Water Depth Influences Algal Distribution And Productivity In Shallow Agricultural Lakes

Agricultural activity can alter water quality and quantity resulting in lakes facing increasing interactive stressors including eutrophication, suspended sediment and water withdrawal. This study examined the relationships between water depth, water quality and algae in shallow agricultural lakes in the lower Mississippi River Basin (LMRB) to assess how lake depth influences algal structure and function, focusing on factors that typically regulate growth, that is, light, temperature and nutrients. Lake water and sediment cores were collected in shallow (mean = 0.8 m) and deep (mean = 1.7 m) locations in three lakes seasonally for 1 year. Additionally, interactive effects of light and temperature on algal growth were investigated through a laboratory experiment to determine the relative importance of each in regulating algal biomass and net oxygen production.
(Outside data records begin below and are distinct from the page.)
PR #2412, opened 2019-01-21
serialization in the tutorial

### LINKED ISSUE #2379: intro tutorial should include serialization + config files
people using the intro tutorial are confused (rightly so) about how to serialize the model and re-use it later. we could 

(1) add a section at the end about saving it explicitly, and then
(2) point people to the config file section of the readme, and also
(3) caveat the tutorial with "this isn't how you'd do things in practice" (which is in the README.md tutorial but got lost in translation)

see e.g. #2377

joelgrus:
fixes #2379 

1. adds a feature to the `convert.py` script that allows for a final HTML block at the bottom of the page
2. shows how to manually save weights+vocab and manually load them back
3. adds a caveat that this isn't how to do things and links to the part of the README that covers configuration files.


tutorials/tagger/basic_allennlp.py
```diff
@@ -205,3 +205,45 @@ def get_metrics(self, reset: bool = False) -> Dict[str, float]:
 tag_ids = np.argmax(tag_logits, axis=-1)
 #### And then use our vocabulary to find the predicted tags.
 print([model.vocab.get_token_from_index(i, 'labels') for i in tag_ids])
+
+#### Finally, we'd like to be able to save our model and reload it later. We'll need to save two things. The first is the model weights.
```
matt-gardner: Minor thought, not for this PR: is it possible to do something like combine contiguous blocks of lines beginning with `####` in the `convert.py` script, so you don't have these super long lines?  It'd make reading and reviewing these files a lot easier.

tutorials/tagger/basic_allennlp.py
```diff
@@ -205,3 +205,45 @@ def get_metrics(self, reset: bool = False) -> Dict[str, float]:
...
+# Here's how to save the model.
+with open("/tmp/model.th", 'wb') as f:
+    torch.save(model.state_dict(), f)
+#### And the second is the vocabulary.
+vocab.save_to_files("/tmp/vocabulary")
+
+#### We only saved the model weights, so we actually have to recreate the model in code. First, let's reload the vocabulary into a new variable.
```
matt-gardner: Maybe something like "so we have to recreate the same model structure ourselves in code when we want to load them."?

tutorials/tagger/basic_allennlp.py
```diff
@@ -205,3 +205,45 @@ def get_metrics(self, reset: bool = False) -> Dict[str, float]:
...
+# And here's how to reload the model.
+vocab2 = Vocabulary.from_files("/tmp/vocabulary")
+#### And then let's recreate the model (if I were doing this in a different file I would of course have to re-instantiate the word embeddings and lstm as well).
```
matt-gardner: You switched here from "we" to "I".

tutorials/tagger/default-tutorial.html
```diff
@@ -186,7 +186,7 @@ <h2>The Problem</h2>
 {% highlight python %}
     def forward(self,
                 sentence: Dict[str, torch.Tensor],
-                labels: torch.Tensor = None) -> torch.Tensor:
+                labels: torch.Tensor = None) -> Dict[str, torch.Tensor]:
```
matt-gardner: Oh, I didn't realize there was an html file in here - doesn't this just duplicate what we have in the website repo?

joelgrus: yeah, I literally just copy this file into the website repo, maybe it shouldn't be checked in here too? I don't know that it hurts anything

matt-gardner: A potential issue: manual modifications (like I did to the version on the website to fix this line) could get overwritten.  I guess that's a problem no matter what repo the file is in, though...  But it does seem more error-prone to have two version of the same file in different repos.

joelgrus: that file is the output of convert.py, which means that any changes will get overwritten next time the script is updated, let me add a comment to that effect

Issue #2373, opened 2019-01-16
Fix LanguageModel API to easily handle bidirectional contextualizers.


brendan-ai2:
**Is your feature request related to a problem? Please describe.**
Currently `LanguageModel` takes a single contextualizer. All our normal `Seq2SeqEncoder`s work here in the unidirectional case. In the bidirectional case, however, our normal `Seq2SeqEncoder`s are broken when they contain more than one layer. See https://github.com/allenai/allennlp/blob/master/allennlp/models/language_model.py#L61. Special handling is needed like that contained in the `BidirectionalLanguageModelTransformer`. See https://github.com/allenai/allennlp/blob/master/allennlp/modules/seq2seq_encoders/bidirectional_language_model_transformer.py#L262. This is an issue because a model can be silently broken. Further, a user can't simply specify `lstm`, `gru`, etc. in their config and get a working LM in general.

**Describe the solution you'd like**
Let's provide a wrapper `Seq2SeqEncoder`, maybe a `BidirectionalLanguageModelObjectiveEncoder`, that handles the masking and direction changes transparently. It would accept an underlying `Seq2SeqEncoder` that would be duplicated to prevent parameter sharing or perhaps two entirely separate encoders.

**Describe alternatives you've considered**
In the short term we could at least check that users aren't using our default encoders with `bidirectional=True` and `num_layers>1`. (Annoyingly we'd need a class blacklist as opposed to checking that condition directly as the transformer encoder does the correct thing despite satisfying the condition.)

**Additional context**
LSTM Encoder from Calypso: https://github.com/allenai/calypso/blob/master/calypso/lstm_encoder.py#L22

Note that it's hardwired to be bidirectional and have only one layer.

brendan-ai2:
fyi @nelson-liu

matt-gardner:
Quick note: you'd definitely need two `Seq2SeqEncoders`, otherwise you'd have a single encoder with backward and forward parameters tied, which is almost certainly not what you want.

brendan-ai2:
@matt-gardner, sorry I was unclear. What I meant was two _types_ of encoders vs one type of encoder. We very definitely need to instantiate two different instances. :)

brendan-ai2:
Updated description: "It would accept an underlying `Seq2SeqEncoder` that would be duplicated to prevent parameter sharing or perhaps two entirely separate encoders."

nelson-liu:
[...]

PR #2414, opened 2019-01-22
[WIP] Language Modeling of Contiguous Text

nelson-liu:
This PR enables language models with stateful encoders to properly work on contiguous text datasets (e.g., BookCorpus).

To Do:
- [x] Make `LanguageModelingReader` actually usable
- [x] Test `LanguageModelingReader`
- [x] Create special `LanguageModelingIterator` (or some other name) that turns off shuffling and also constrains the batch size to 1.
- [x] Modify `LanguageModel` to handle instances from `LanguageModelingReader`
- [x] Add bidirectionality to `LanguageModelingReader` and `LanguageModel`
- [x] Test `LanguageModel`


nelson-liu:
@matt-gardner / @brendan-ai2 : one annoying thing is that tensorizing the instances from the dataset reader gives you an extra singleton batch dimension --- is it reasonable to just remove that in the iterator (i think you can, but not positive)?

matt-gardner:
I would say yes, it's reasonable to remove that extra dimension in the iterator, which is another strong motivation for having a language-modeling-specific iterator.

brendan-ai2:
Please ping me when you're ready for a review on this.

nelson-liu:
Thanks @brendan-ai2 , will do! Still needs a bit of cleanup.

nelson-liu:
Aside: I'm pretty sure the bidirectional contiguous text setting won't be correct until https://github.com/allenai/allennlp/issues/2373 is fixed.

matt-gardner:
The whole point of your dataset reader is to get contiguous chunks that let you see one batch after another of streaming text, in order.  But it's in order only for one direction.  A stateful backwards decoder would do the wrong thing (even with #2373 fixed) if it sees forward-streaming batches.

nelson-liu:
ah, i see what you mean now. i guess this could work if you have separate inputs for your forward and backward (i.e., forward starts from the first index, and backward from the last)?

matt-gardner:
That would still break a bidirectional encoder (because the backward LSTM on the forward input would be wrong, and the forward LSTM on the backward input would be wrong).  This method of training is only suitable for a single direction at a time.

nelson-liu:
talked with @matt-gardner on slack, seems like the reasonable fix would be to have the model take a 2 inputs (for each direction), 2 targets (for each direction). Furthermore, the model would use a shared embedding layer for the input and two different contextualizers (one forward-direction, one backward-direction).

matt-peters:
This is the way the original ELMo training code works.  There are two separate LSTMs (one for each direction), but shared softmax layer and word embeddings.  The data generator creates batches in exactly this manner, by returning both forward and reverse ids.

brendan-ai2:
@nelson-liu generously took the time to explain some of the delicate points of contiguous language modeling to me. Seems like we're all in agreement on having multiple contextualizers and targets.

allennlp/data/dataset_readers/language_modeling.py
```diff
@@ -1,97 +1,160 @@
...
+            logger.info('Loading data from %s', file_path)
+            # if `file_path` is a URL, redirect to the cache
+            file_path = cached_path(file_path)
 
-        with open(file_path, "r") as text_file:
-            instance_strings = text_file.readlines()
+            # Read the contents of the file into one long list of tokens,
+            # adding start and/or end tokens as necessary.
+            file_tokens = []
+            file_tokens.extend(self._start_tokens)
```
mttk: Shouldn't this be in the forloop?

nelson-liu: Yup, you're correct (sorry I haven't looked at this PR in awhile). In general, though, language modeling of contiguous text doesn't use any start tokens and only uses eos tokens (e.g., see https://github.com/salesforce/awd-lstm-lm/blob/master/data.py#L34-L54 )

mttk: yeah, although AFAIK ELMo actually used start tokens (https://github.com/allenai/allennlp/blob/master/tutorials/how_to/elmo.md#notes-on-statefulness-and-non-determinism)

nelson-liu: Right, but this dataset reader is not for training a LM like ELMo. ELMo is trained on shuffled sentences, hence why it needs a start token for each sentence. This dataset reader is for _contiguous text_ (e.g., books), like the corpora that the OpenAI GPT was trained on / the PTB LM benchmark most folks use. In this setting, people don't typically use start tokens.

mttk: Ah, got it, thanks -- I assumed that stateful (RNN) language models were _always_ trained in contiguous fashion.
The shuffling bit might help generalization performance for sentence-level tasks (where the model doesn't learn to rely on an initialized hidden state), but I'm wondering how the same model with and without contiguous training would perform in transfer learning. 
Thanks!

bratao:
@nelson-liu This is a AWESOME feature and needed in many scenarios I'm working with.
Did you have plan to merging this PR?

matt-gardner:
@nelson-liu, what's stopping this from getting merged?

nelson-liu:
So we first have to figure out https://github.com/allenai/allennlp/issues/2373 , which PR https://github.com/allenai/allennlp/pull/2438 attempts to do. #2438 is blocked by https://github.com/allenai/allennlp/pull/2438#discussion_r251223277

I also think that @rloganiv is working on contiguous-text language modeling, so we should try to avoid duplication of effort.

allennlp/data/dataset_readers/language_modeling.py
```diff
@@ -1,97 +1,160 @@
...
+                 truncated_bptt_size: int = 35,
+                 fuzz_truncated_bptt_size: bool = True,
+                 bidirectional: bool = False,
                  tokenizer: Tokenizer = None,
                  token_indexers: Dict[str, TokenIndexer] = None,
-                 lazy: bool = False) -> None:
-        super().__init__(lazy)
+                 start_tokens: List[str] = None,
+                 end_tokens: List[str] = ["</S>"]) -> None:
+        super().__init__(lazy=False)
```
rloganiv: I think setting `lazy=False` defeats the purpose of using `fuzz_truncated_bppt_size=True` during training. The point of using random sequence lengths is to prevent batches ending with same tokens each epoch, however this will not happen if `lazy=False` since `_read` will only be called once. It probably makes more sense to let users set `lazy` themselves and raise an error if `fuzz_truncated_bppt_size=True` and `lazy=False`.

allennlp/data/iterators/language_modeling_iterator.py
```diff
@@ -0,0 +1,79 @@
...
+from allennlp.data.instance import Instance
+from allennlp.data.iterators.basic_iterator import BasicIterator
+from allennlp.data.iterators.data_iterator import DataIterator, TensorDict
+from allennlp.data.dataset import Batch
+
+logger = logging.getLogger(__name__)  # pylint: disable=invalid-name
+
+
+@DataIterator.register("language_modeling")
+class LanguageModelingIterator(BasicIterator):
```
rloganiv: I think it makes sense to give this object a more general name - it is useful for any problem where batching is done in the `DatasetReader` (e.g. one's with the issue I raise in #2828). Maybe something like `StraightThroughIterator` or `TrivialIterator`?

bratao:
@nelson-liu sorry to ping you about this again. But I'm planning for an upcoming research that will need LM of Contiguous Text. Do you plan to resume this?

nelson-liu:
yes, i would like to have this working at some point. I know @rloganiv  was also working on this at some point, and @matt-gardner recently merged some LM things. I'm traveling until mid-september, but I'm hoping to try to make some progress on it afterwards.

nelson-liu:
>< sorry for dropping the ball on this. yes, i would like to have this working at some point. I know @rloganiv  was also working on this at some point, and @matt-gardner recently merged some LM things. I'm traveling until mid-september, but I'm hoping to try to make some progress on it afterwards.

rloganiv:
@bratao This PR is currently blocked due to the thorny issue of bi-directionality (see #2438). If you only need a forward generative LM then you should be able to use the existing [`LanguageModel`](https://github.com/allenai/allennlp/blob/master/allennlp/models/language_model.py) implementation, with the following caveats:
1. You will need to set `stateful=True` for the contextualizer
2. Your dataset reader will need to handle batching (you could use the [`LanguageModelingReader`]( https://github.com/nelson-liu/allennlp/blob/contiguous_text_lm/allennlp/data/dataset_readers/language_modeling.py) in this PR), and you will need to use the [`PassThroughIterator`](https://github.com/allenai/allennlp/blob/master/allennlp/data/iterators/pass_through_iterator.py) as your iterator.
Hope this helps!

DeNeutoy:
This PR has been open since Jan, i'm declaring it done - re-open if someone wants to fix it.

PR #2418, opened 2019-01-22
Get rid of hardcoded Vocabulary class name.

mahnerak:
In case of inheriting Vocabulary, the method `from_params` calls the same method of the registered class if `type` is given. If `from_params` is not overridden (even if it is), the default implementation calls hardcoded `Vocabulary.from_instances` and `Vocabulary.from_files` and the subclass implementations of these methods are not called.
With this commit the `Vocabulary` is replaced by `cls` allowing to customize behaviour of the subclass.

### DIFF
--- a/allennlp/data/vocabulary.py
+++ b/allennlp/data/vocabulary.py
@@ -460,7 +460,7 @@ class Vocabulary(Registrable):
                 logger.info("Loading Vocab from files instead of dataset.")
 
         if vocabulary_directory:
-            vocab = Vocabulary.from_files(vocabulary_directory)
+            vocab = cls.from_files(vocabulary_directory)
             if not extend:
                 params.assert_empty("Vocabulary - from files")
                 return vocab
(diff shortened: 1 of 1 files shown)


joelgrus:
that code should never run if you're using `from_params` on a subclass?

https://github.com/allenai/allennlp/pull/2418/files#diff-6d4c262b560c918424183ec540cd9cfdL444

or is the issue that the subclass might want to call `super().from_params(...)`?

mahnerak:
The both cases:
1. `Subclass` does not have `from_params`. Then object is instantiated in either `from_files` or `from_instances`. The methods are called on `Vocabulary`, so object of `Vocabulary` (not `Subclass`) is goint to be created.
2. `Subclass` do have `from_params` but it calls `super().from_params()`. If we have shared logic of creating a object from params, we need to duplicate the code of `Vocabulary.from_params()`.

As in (2), this can be addressed on Subclass's side by duplicating code of `Vocabulary.from_params()`, but is not a preferred way.
Also, it makes no sense calling these methods on `Vocabulary` and not on `cls`.

mahnerak:
More specificially, in my case, I want to have custom Vocabulary which is differs from the original class only in implementation of method `from_instances()`.

joelgrus:
got it, thanks

mahnerak:
Big Thanks!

In these shallow, turbid, eutrophic lakes, deeper water had lower nutrient concentrations and temperature across all seasons and clearer water in the summer. Shallow areas had more phytoplankton and periphyton. Water temperature had a stronger correlation than light with both phytoplankton and periphyton biomass. Algal biomass generally decreased with increasing water temperature, but biomass was better predicted by increasing nitrogen availability, and productivity declined with greater phosphorus availability. Water depth was therefore likely influencing different locations of the same lake towards different algal stable states. Mitigating excess algal production is an important goal towards limiting hypoxic conditions in the LMRB, and increasing water storage could help moderate temperature, nutrients and turbidity effects that contribute to algal blooms in lakes receiving agricultural runoff.